Cap Ex in 2007 is projected to decline to $124 million from estimated 2006 of $208 million. If you back out the costs of new rigs and ½ the cost of refurbishments and upgrades, you come up with maintenance Cap Ex of $76 million (2007) and $125 million (2006), which should result in Maintenance FCF approximately equal to Net Earnings, since Maintenance Cap Ex will be close to Depreciation.
As of Q3, GW had 234 million Diluted Shares and 190 million basic shares. Over 42 million of the dilution is due to $275 million of Convertible Senior Notes, convertible at $6.45 and $6.51. The Notes are due in 2023-2024 and represents their debt. Cash on hand was $243 million, probably higher now. Shareholder Equity was $495 million.
In 2006, GW bought back 9.3 million shares and as of early February had purchased an additional 1.2 million shares.
Management compensation is reasonable. Of special note is that 20% of the 2007 Short Term Incentive Awards will be based upon company wide safety measurements and another 20% will be based on EBITDA per rig, compared to the competition. The latter means that there is no incentive to bring on too many new rigs (as opposed to a measurement based on total EBITDA) and that any new rigs are more likely to be high-end, since those command higher EBITDA.
Comps
|
HP |
PTEN |
NBR |
GW |
PE (ttm) |
8.1 |
6.2 |
8.5 |
7.4 |
PE (forward) |
7.2 |
7 |
6.7 |
6.7 |
EV/EBITDA (ttm) |
4.9 |
3.2 |
6.3 |
3.3 |
PTEN has a lower percentage of their rigs on term contracts and is believed to have a less capable fleet (although their management strongly believes otherwise).
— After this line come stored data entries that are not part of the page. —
PR #462, opened 2026-06-30
fix(pi): guard against null/undefined event in before_agent_start (closes #439)

### LINKED ISSUE #439: pi-extension: before_agent_start crashes if event is null/undefined

Tanmay9223:
🎯 **What:** Adds `event?.systemPrompt ?? ""` optional chaining in the `before_agent_start` handler in `pi-extension/index.js`, replacing the bare `event.systemPrompt` property access.

💡 **Why:** If the pi runtime calls `before_agent_start` with a falsy event (null or undefined), the handler immediately throws `TypeError: Cannot read properties of null (reading 'systemPrompt')`, crashing the agent before every session turn. The adjacent `input` handler already uses `event?.source` and `event?.text` defensively — `before_agent_start` was the only handler missing this guard (issue #439).

✅ **Verification:** Added three targeted regression tests to `pi-extension/test/extension.test.js` covering: null event, undefined event, and a truthy event object without a `systemPrompt` key. All three were failing before the fix and pass after. Full pi-extension suite: 18/18 pass. Full repo suite: 68/69 pass — the single remaining failure is the pre-existing `csv: correct pandas one-liner passes` test, which requires a `pandas` install and was already failing on `main` before this change.

✨ **Result:** The `before_agent_start` handler is now robust to any event shape the pi runtime may pass, matching the defensive optional-chaining style used throughout the rest of the extension.

### DIFF
--- a/pi-extension/index.js
+++ b/pi-extension/index.js
@@ -184,6 +184,7 @@ export default function ponytailExtension(pi) {
 
   pi.on("before_agent_start", async (event) => {
     if (!currentMode || currentMode === "off") return;
-    return { systemPrompt: `${event.systemPrompt}\n\n${getPonytailInstructions(currentMode)}` };
+    return { systemPrompt: `${event?.systemPrompt ?? ""}\n\n${getPonytailInstructions(currentMode)}` };
   });
+
 }
--- a/pi-extension/test/extension.test.js
+++ b/pi-extension/test/extension.test.js
@@ -165,3 +165,39 @@ test("status bar stays silent when ui lacks a theme", async () => withTempConfig
 
   assert.deepEqual(calls, []);
 }));
+
+// Regression: before_agent_start must not throw when event is null/undefined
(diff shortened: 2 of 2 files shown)


Tanmay9223:
Closing this PR as a duplicate. PR #444 by @Aroool already addresses the same issue and was opened before this one. My PR search failed to catch it because it used 'Fixes #439' rather than 'Closes #439'. Apologies for the noise.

That is why their valuation is lower than the others.
Catalyst
Recognition by the market that GW’s earnings are not declining.
The Treadmill does its work, consuming the new supply of rigs coming available this year.
Possibly going private: There’s been a lot of speculation that this might start happening with both the offshore and onshore drillers.
Possible acquisition by an E&P interested in owning its own fleet, following the lead of CHK that by mid-2007 will own 81 rigs.